PARA LOS ORTODOXOS de la vieja trova cubana, la música clásica de las Antillas, esos grandes maestros que habían dictado la cátedra del mejor bolero del mundo en La Habana, Puerto Rico, Santo Domingo, Mérida y Veracruz, las baladas que hacían aquellos muchachos -que por lo demás corrían el peligro de ser acusados de "contrarrevolucionarios" porque les gustaban los Beatles y los "efectos especiales", en señal, quizá, de que a la mejor también consumían drogas sicodélicas- eran simple y sencillamente un sacrilegio. Por eso trabajan arrimados a una escuela de cine y no a un conservatorio.
EN ESAS CLANDESTINAS circunstancias surgió el Grupo de Experimentación Sonora, al que se agregarían el recién finado Noel Nicola, Sergio Vitier, Emiliano Salvador, Pablo Menéndez, Norberto Carrillo, Leoginaldo Pimentel y desde luego Sara González, y allí nació la leyenda.
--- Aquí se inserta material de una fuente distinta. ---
PR #178, opened 2017-11-27
docs/internal: preauth endpoint definition

mchalski:
changelog: none


docs/internal_api.yml
```diff
@@ -108,6 +108,38 @@ paths:
           description: Internal server error.
           schema:
            $ref: "#/definitions/Error"
+  /devices:
+    post:
+      summary: Submit a preauthorized device.
+      description: |
+          Adds a given device/authentication data set in the 'preauthorized' state.
+          Designed to be called from admission, with precomputed device_id and auth_set_id.
```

Los discos de Silvio y de Pablo iban a convertirse en producto masivo de exportación y en importante fuente de divisas internacionales, por no hablar de su impronta en la formación sentimental de varias generaciones latinoamericanas.
HOMBRE SENCILLO, DESPRENDIDO, solidario y generoso, Silvio Rodríguez sufrió una vez un contratiempo que lo deprimió varias semanas. En alguna gira por el mundo -tampoco es que viajara a todas partes, más allá de México, la Unión Soviética, algún país socialista europeo, o alguna colonia africana en proceso de liberación nacional-, acababa de comprarse un pantalón de mezclilla, de marca o modelo "unicornio", y alguien al parecer se lo robó, o él mismo tuvo que dejarlo en casa de una muchacha para escapar de un marido celoso, o... Misterio. Nunca lo pudo recuperar. Y era tal su pena que, en el estudio de su casa, con la botella de ron por un lado y la guitarra por el otro, compuso uno de sus éxitos más aclamados: "Mi unicornio azul/ ayer se me perdió...". ¿Por qué acordarse ahora de estas cosas? Imágenes, estampas, rostros que volvió a sacar a flote la temprana muerte de Noel Nicola.